Unlike trust administration which is private, probate proceedings are matters of public record. This means that anyone can see what you owned and who will receive your assets.


What is the difference between a will and a revocable living trust?

These are both legal documents that identify who you would like to inherit your assets upon death.  However, a will is still subject probate, which is a public court proceeding that can be lengthy and costly. 

A revocable living trust is a private legal document that avoids the need for probate.  A trust can be highly customized to address your unique circumstances and concerns.  In addition to directing to transfer of your assets after death, a trust also addresses how you, your assets and children will be cared for in the event that you are incapacitated. It also allows you to specify how your children should be cared for in the event of your death. Trusts also allow you to maintain control of assets after your death because you will select a Successor Trustee to manage your estate and provide specific guidance as to how the estate should be administered. If you have young children, a trust allows you specify the terms of how and when they should inherit.  Importantly, a trust can be structured to protect your assets from your beneficiaries’ creditors, spouses, and themselves if there is a concern that they may be irresponsible.  Significantly, because it is revocable, the trust can be amended at any time during your life in order to address any significant life changes.


Who has control of my estate if something happens to me?

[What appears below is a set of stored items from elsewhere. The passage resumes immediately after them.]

PR #162, opened 2016-02-18
Combine routes, metadata, layouts into exports var on client side

thangngoc89:
As suggested in https://github.com/MoOx/statinamic/pull/145#issuecomment-184228487 , we already doing this in server side (#145)

### DIFF
--- a/boilerplate/scripts/build.js
+++ b/boilerplate/scripts/build.js
@@ -1,6 +1,6 @@
 import builder from "statinamic/lib/builder"
 
-import * as exports from "../web_modules/app/exports"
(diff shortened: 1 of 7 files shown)


MoOx:
Not a fan of this one. We are supposed to remove code, not add more.

thangngoc89:
Can't think of a better way. Webpack will complaint if using `require(require.resolve(...))`

MoOx:
I am just going to revert the thing I asked you in the first place (I will drop exports.js file).

thangngoc89:
Your call. Feel free to close this PR

PR #163, opened 2016-02-18
Allow to start static server serving build dist

thangngoc89:
I often use python simpleHTTPServer to server static build dist. But as `statinamic docs` is not in domain's root, I had to do something hacky like this

```shell
npm run build && \
mv dist statinamic && \
mkdir dist && \
mv statinamic dist/ && \
start-server
```

With this PR, I can simply doing this `npm run build -- --server`

or better, add a npm script like `npm run build:server`

### DIFF
--- a/src/builder/index.js
+++ b/src/builder/index.js
@@ -62,6 +62,17 @@ export default function(options) {
         exports,
         store,
       })
+      .then(() => {
+        if (config.server) {
+          devServer(null, { config })
+        }
+      })
+      .catch((error) => {
+        log(color.red("✗ Faild to start static server"))
+        setTimeout(() => {
+          throw error
+        }, 1)
+      })
     })
   }
   else if (config.server) {
--- a/CHANGELOG.md
+++ b/CHANGELOG.md
@@ -8,6 +8,8 @@
   ([#104](https://github.com/MoOx/statinamic/pull/104))
 - Fixed: ability to pass custom webpack devServer config
   ([#157](https://github.com/MoOx/statinamic/issues/157))
+- Added: cli option to server static dist build `npm run build -- --server`
+  ([#163](https://github.com/MoOx/statinamic/pull/163))
 - Added: during development for pre-rendering, dev server will refresh
   all files for each render
   ([#145](https://github.com/MoOx/statinamic/pull/145))
--- a/src/builder/server.js
+++ b/src/builder/server.js
@@ -31,151 +31,162 @@ export default (webpackConfig, options = {}) => {
     )
   }
 
-  const devEntries = [
-    require.resolve(`webpack-hot-middleware/client`),
-  ]
-
-  const devConfig = {
-    ...webpackConfig,
-    // debug: true,
-    // watch: true,
-    // colors: true,
-    entry: {
-      // add devEntries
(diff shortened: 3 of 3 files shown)


MoOx:
What is the point? What do you want to serve from the build (which is for development)?

thangngoc89:
Sometime, devServer complaint about invalid checksum. (like upgrade css-module)

I want to server this to make sure this isn't happen on static build

MoOx:
Can't you "just" reuse the code of the existing server, without starting the webpack step/middleware?

thangngoc89:
Done. I thought that it would just make devServer more complicated

thangngoc89:
Github diff in this situation is awful

Here is a more clearer diff

```
const server = new express()

if (config.static) {
// serve static dist here
}
else {
// old devServer
}

server.listen
```

thangngoc89:
Oops. Sorry Travis https://travis-ci.org/MoOx/statinamic/jobs/110059266#L2088

MoOx:
Haha. Just killed the process.

src/builder/index.js
```diff
@@ -62,16 +62,19 @@ export default function(options) {
...
+  if (config.server && !config.static) {
     devServer(options.clientWebpackConfig, {
       config,
       exports,
       store,
     })
   }
-  else {
+
+  if (!config.server && !config.static) {
```
MoOx: maybe you can make the all file more readable by using if/else if/else ?

thangngoc89: Done. Please let's me know if everything is ok and I'll squash these commits

src/builder/index.js
```diff
@@ -62,9 +62,10 @@ export default function(options) {
         exports,
         store,
       })
+      .then(() => devServer(null, { config }))
```
MoOx: Not sure it's ok here. You launch the devServer for every static build?

src/builder/index.js
```diff
@@ -62,9 +62,10 @@ export default function(options) {
...
     })
   }
-  else if (config.server) {
+  else if (config.server && !config.static) {
```
MoOx: since it's in the 'else' you don't need to test config.static.

src/builder/index.js
thangngoc89: Yup. It's not ok at all. Added catch block to catch this error

MoOx:
Nice. Maybe we should document this?

thangngoc89:
Could you suggest where to add it ? Or maybe even better. Add a `npm run build:server` command ?

thangngoc89:
Squashed all commits

MoOx:
Not sure this will be used that much (it should not on the long run). You know what, we are not going to document this for now :)

thangngoc89:
:+1: looks like I'm the only one who's using this

MoOx:
Haha. We will see. I hope that a temporary wait to "debug" :/

thangngoc89:
I hope so.

MoOx:
Can you rename your commit message (eg: just copy the changelog line?)

thangngoc89:
Done. Didn't meant to force push when rebasing

thangngoc89:
Thanks you. This makes working on #165 easier

PR #170, opened 2016-02-21
Add source map for better DX

thangngoc89:
ref https://webpack.github.io/docs/configuration.html#devtool

### DIFF
--- a/boilerplate/scripts/webpack.config.babel.js
+++ b/boilerplate/scripts/webpack.config.babel.js
@@ -6,6 +6,9 @@ import pkg from "../package.json"
 import config from "./config.js"
 
 export default {
+  ...config.dev && {
+    devtool: 'cheap-module-eval-source-map',
+  },
   module: {
     loaders: [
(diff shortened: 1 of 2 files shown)


boilerplate/scripts/webpack.config.babel.js
```diff
@@ -6,6 +6,9 @@ import pkg from "../package.json"
 import config from "./config.js"
 
 export default {
+  ...config.dev && {
+    devtool: 'cheap-module-eval-source-map',
```
MoOx: Any point why this value and not another?
webpack devtool values are really confusing.
Btw, it's weird that the linter doesn't warn for singles quotes...

thangngoc89: Ah. Because linter can auto fix this. 

This value is recommended by my team leader. It just work for me.

MoOx: Ok doesn't warn cause --fix :D

PR #172, opened 2016-02-21
build: Reliable way to get assets' name

thangngoc89:
Sort assets A-Z for predictable chunks order

### DIFF
--- a/src/builder/index.js
+++ b/src/builder/index.js
@@ -33,20 +33,28 @@ export default function(options) {
     webpack(options.clientWebpackConfig, log, (stats) => {
       log(color.green("✓ Static assets: client build completed"))
 
-      // TODO use a more reliable way to only get entry points
       const assetsFiles = {
         css: [],
         js: [],
       }
-      const assets = stats.compilation.assets
-      Object.keys(assets).forEach((name) => {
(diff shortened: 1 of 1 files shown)


MoOx:
What is the benefit of this as a end user? Not sure what does this brings.

thangngoc89:
You meant the sorting or the way to get assets filename ?

thangngoc89:
For the sorting, webpack always put `manifest` chunk after main chunk. (see long term caching https://github.com/MoOx/statinamic/issues/130#issuecomment-184660624)

thangngoc89:
Getting assetsByChunkName in webpack docs https://github.com/webpack/docs/wiki/long-term-caching#get-filenames-from-stats

MoOx:
Maybe we should manually "sort"? Because is someone add a "Aaaa.js" this will be before manifest.

thangngoc89:
So put manifest as the first element? I think it add more stuff to maintaince. Just tell people that chunks are sorted a-z, named your chunk to get the right order.

MoOx:
I will think about that one more time. I doesn't looks like a intuitive experience...

MoOx:
I guess it's better than nothing.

If you and your spouse have set up a revocable living trust, you will each typically serve as a co-trustee and either can act and assume control of the estate if the other is incapacitated or dies. If something happens to both of you, or if you are the only trustee, the person whom you have designated to serve as the successor trustee will step in and manage your care and financial affairs for you. If you are incapacitated, the trustee will serve until you regain capacity. If you are deceased, the successor trustee will serve for as long as the trust is in effect. The successor trustee’s job is to gather your assets, pay your debts, file your tax returns, distribute assets and oversee the financial care of your minor children for as long as you dictate.


How do I ensure that my minor children are cared for in case anything happens to me?

The best way to ensure that minor children are cared for is to name a guardian who will care for them until they reach adulthood, and to set up a revocable living trust with enough assets to cover their care. If you die and have not named a guardian, the court will appoint a guardian who will care for your child on a day-to-day basis, and assume responsibility for all legal, educational and medical decisions for your child. Further, if there is no guardianship nomination in place, multiple family members may petition the court to get the guardianship of the child and the judge may choose someone that you would not have chosen.

Because minor children are not legally qualified to manage their own property until they turn 18, it must be done for them. If you set up a revocable living trust that is funded with all of your assets, the trustee will be able to grow and manage those assets and use the funds to pay for your children’s living expenses. Assets can stay in your trust, managed by the trustee, until your children (or other beneficiaries) reach the age (or ages) at which you want them to inherit. You can continue the trust for as long as you like, in order to provide for children with special needs or to protect the assets from your beneficiaries’ creditors and spouses.

For help selecting a guardian for your minor children, click here.


How much does it cost to set up an estate plan?

The cost of an estate plan varies depending on the size and complexity of the estate. We offer a free initial consultation during which we will assess your particular situation, determine what your needs are, and provide you with a quote.  Mendoza Mosser Law charges flat fees for drafting an estate plan and hourly fees for trust administration.